═════ Material for this task ═════

PR #25950, opened 2026-09-09
Routing to OsmAnd-shared, step 16: HHRoutingConfig

alex-dev-neo:
Stacked on #25949, so the diff to read is the last commit.

`nativeRouting` takes two arguments: the routing context and an `HHRoutingConfig`. This is the second one. It says which search runs over the hub graph — Dijkstra, A\*, contraction hierarchies, midpoints — how far it may go, how much of the detailed road network is rebuilt afterwards, and what an alternative route has to look like to be offered.

The C++ router reads **fourteen fields** off it, so it has to be a shared class before anything outside java can ask for a native route.

It was nested in `HHRouteDataStructure`, which cannot move: that file is the java planner's own graph, welded to `BinaryMapIndexReader` and trove.

### The one test here, and what it is for

`java_wrap.cpp` resolves the class and those fourteen fields **by string**, and nothing in either build reads those strings. A rename, a package move, or a `MAX_DEPTH` widened to a long would compile everywhere and surface on the first native route calculation on a device. `HHRoutingConfigJniContractTest` checks the class name and all fourteen names and descriptors by reflection; `javap -s` agrees.

The fields are `@JvmField`, but that is a separate matter from the JNI: Kotlin names the backing field after the property either way, and `GetFieldID` does not mind a private one — `PrecalculatedRouteDirection` is bound that way today with no `@JvmField` at all. Here it is for the java callers that read and assign these as fields, which javac checks.

There is deliberately **no test of the defaults and builders**. Asserting them would restate the literals in the class rather than check them against anything, and the java routing tests already build these configs and route with them: `defaultHHConfig()` is `astar(0).calcDetailed(CALCULATE_ALL_DETAILED)`, `prepareDefaultRoutingConfig` is `astar(0)` plus `calcDetailed(2)`. Pinning the tuning knobs would also mean editing a test every time one is tuned.

### Two things could not be ported as they were

- **`cacheCtx`** held an `HHRoutingContext` — the java planner's loaded graph, which stays behind. It is an `Object` here, cast in one place in `HHRoutePlanner`. The config only carries it from one calculation to the next; nothing reads into it.
- **`toString(LatLon, LatLon)`** takes a `KLatLon` now, so `LatLon` grew a `toKLatLon` to match the `of(KLatLon)` it already had. Both print the same text.

### Checks

`OsmAnd-java`'s routing tests pass (460), `OsmAnd-shared` passes on the jvm, `java-tools` compiles, the app compiles. On iOS the only failures are the six already failing on this branch's base (`GpxUtilitiesLoad`, `KGeoPointParserUtil`, `NetworkAPI`).

### Merge order

Paired with osmandapp/OsmAnd-core-legacy#361, which changes one string and **has to merge first**, followed by the OsmAndCore snapshot rebuild. osmandapp/OsmAnd-tools#1692 follows the same move and merges last.

---

**Update — `HHRoutingConfigJniContractTest` removed again**, by the commit now at the tip of this branch.


alex-dev-neo:

PR #25952, opened 2026-09-09
Routing to OsmAnd-shared, step 17: the request half of RoutingContext

alex-dev-neo:
Stacked on #25950, so the diff to read is the last commit.

`RoutingContext` is two objects in one file:

- **the request** — where the route starts, where it has to reach, on what profile, where to report progress;
- **the java planner's machinery** — the tile cache, the reader map, and the `BinaryRoutePlanner.RouteSegment` graph nodes it builds as it loads each tile.

Only the first crosses the boundary to the C++ router, and only the first is expressible in shared types now that the last of them, `RouteCalculationMode`, moved in #25949.

So the request becomes `RoutingRequest` in `OsmAnd-shared`, and java's `RoutingContext extends RoutingRequest`. The planner is untouched — it still writes `ctx.startX` and reads `ctx.config` exactly as before.

### core-legacy needs no change at all

This is the first step of the series with no paired PR, and it is worth saying why.

`java_wrap.cpp` resolves **twenty two fields** on `net/osmand/router/RoutingContext` by name, and after this they are every one of them declared in the Kotlin superclass. That still works: `GetFieldID` on a subclass resolves fields declared in a superclass, whatever their visibility.

That was not taken on faith. A throwaway JNI library did `FindClass` on a Java subclass of a Kotlin parent and then read and wrote the parent's fields through it:

```
FindClass(probe/Child) ok
  plainProp      I    kotlin parent, private backing field   read 1100
  jvmFieldProp   I    kotlin parent, @JvmField               read 2200
  objectProp     L…   kotlin parent, @JvmField object        read non-null
  reallyPrivate  I    kotlin parent, private property        read 44
  absent         I    nowhere - control                      NOT FOUND
  wrote plainProp = 9911 / reallyPrivate = 9944
```

The control field coming back NOT FOUND is what says the probe was not passing vacuously. All twenty two names and descriptors were then compared against `java_wrap.cpp` on the compiled class — 22 of 22 match.

`@JvmField` is on them for the other reason: the java planner reads and assigns them as fields, which Kotlin accessors would break, and javac catches that.

### What stayed behind

| | why |
|---|---|
| `map`, `reverseMap`, `mapIndexReaderFilter` | hold `BinaryMapIndexReader`s |
| `nativeLib` | `NativeLibrary`, which step 18 puts behind an interface |
| `dijkstraMode`, `hhHasUnsupportedParameters`, `leftSideNavigation`, `calculationProgressFirstPhase`, `previouslyCalculatedRoute` | the java planner's own knobs; they can follow when something outside java needs them |
| `initStartAndTargetPoints` | takes a `BinaryRoutePlanner.RouteSegmentPoint` |
| `throwNotEnoughMemory` | formats with `%.5f`, and a hand written float formatter is not worth it for an exception message |

The seven accessors that only touch `config` or `calculationProgress` came along.

### One deletion you did not ask for

The first commit removes `RoutingContext.config`'s field type assertion, cherry picked from #25920 where it was already removed. This refactor is exactly the change it mis-reports: it reads `getDeclaredField("config")`, the field is declared one level up now, and the contract it claimed to protect is intact — as the probe above shows. Without it this branch would be red for a reason that is not a defect.

### Checks

459 routing tests in `OsmAnd-java` pass, the app compiles, `java-tools` compiles across all five modules, `OsmAnd-shared` passes on the jvm. On iOS the only failures are the six already failing on this branch's base (`GpxUtilitiesLoad`, `KGeoPointParserUtil`, `NetworkAPI`).

### DIFF
--- a/OsmAnd-java/src/main/java/net/osmand/router/RoutingContext.java
+++ b/OsmAnd-java/src/main/java/net/osmand/router/RoutingContext.java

═════

[What you have to do]: Using the listing above, pick out each line that contains the word "failing", then copy it.

[Written answer]:
`OsmAnd-java`'s routing tests pass (460), `OsmAnd-shared` passes on the jvm, `java-tools` compiles, the app compiles. On iOS the only failures are the six already failing on this branch's base (`GpxUtilitiesLoad`, `KGeoPointParserUtil`, `NetworkAPI`).
459 routing tests in `OsmAnd-java` pass, the app compiles, `java-tools` compiles across all five modules, `OsmAnd-shared` passes on the jvm. On iOS the only failures are the six already failing on this branch's base (`GpxUtilitiesLoad`, `KGeoPointParserUtil`, `NetworkAPI`).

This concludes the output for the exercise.